» Required work
In the entries below, go to the line containing "Git Bash may" and repeat it along with every later line, exactly.

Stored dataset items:
*****
PR #2588, opened 2026-07-26
fix: resolve pnpm in Git Bash pre-push hook

benno0o:
## Summary
- resolve pnpm through Corepack first so consuming repositories use their pinned packageManager version
- preserve direct pnpm as a fallback and fail closed when neither runtime exists
- add hermetic cross-platform pre-push tests for required scripts, fallback, missing runtime, and failure short-circuiting

## Test plan
- node tests/scripts/codex-hooks.test.js (24 passed, 0 failed)
- bash -n scripts/codex-git-hooks/pre-push
- git diff --check
- npm audit --audit-level=high --omit=dev (0 vulnerabilities)
- normal local push probe: lint/typecheck/test/build executed in order and push succeeded
- controlled failing local push probe: typecheck exited nonzero, test/build did not run, push was rejected

## Context
Git Bash may have only pnpm.cmd on PATH, which PowerShell resolves through PATHEXT but Bash does not. Corepack is present and honors the consuming repository's packageManager pin.

### DIFF
--- a/scripts/codex-git-hooks/pre-push
+++ b/scripts/codex-git-hooks/pre-push
@@ -62,6 +62,8 @@ has_node_script() {
 
 run_pnpm() {
   if command -v corepack >/dev/null 2>&1; then
+    # Corepack may download the pinned pnpm version on a cache miss. Set
+    # COREPACK_ENABLE_NETWORK=0 to make an offline cache miss fail immediately.
     corepack pnpm "$@"
   elif command -v pnpm >/dev/null 2>&1; then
*****
» Response box
Git Bash may have only pnpm.cmd on PATH, which PowerShell resolves through PATHEXT but Bash does not. Corepack is present and honors the consuming repository's packageManager pin.

### DIFF
--- a/scripts/codex-git-hooks/pre-push
+++ b/scripts/codex-git-hooks/pre-push
@@ -62,6 +62,8 @@ has_node_script() {
 
 run_pnpm() {
   if command -v corepack >/dev/null 2>&1; then
+    # Corepack may download the pinned pnpm version on a cache miss. Set
+    # COREPACK_ENABLE_NETWORK=0 to make an offline cache miss fail immediately.
     corepack pnpm "$@"
   elif command -v pnpm >/dev/null 2>&1; then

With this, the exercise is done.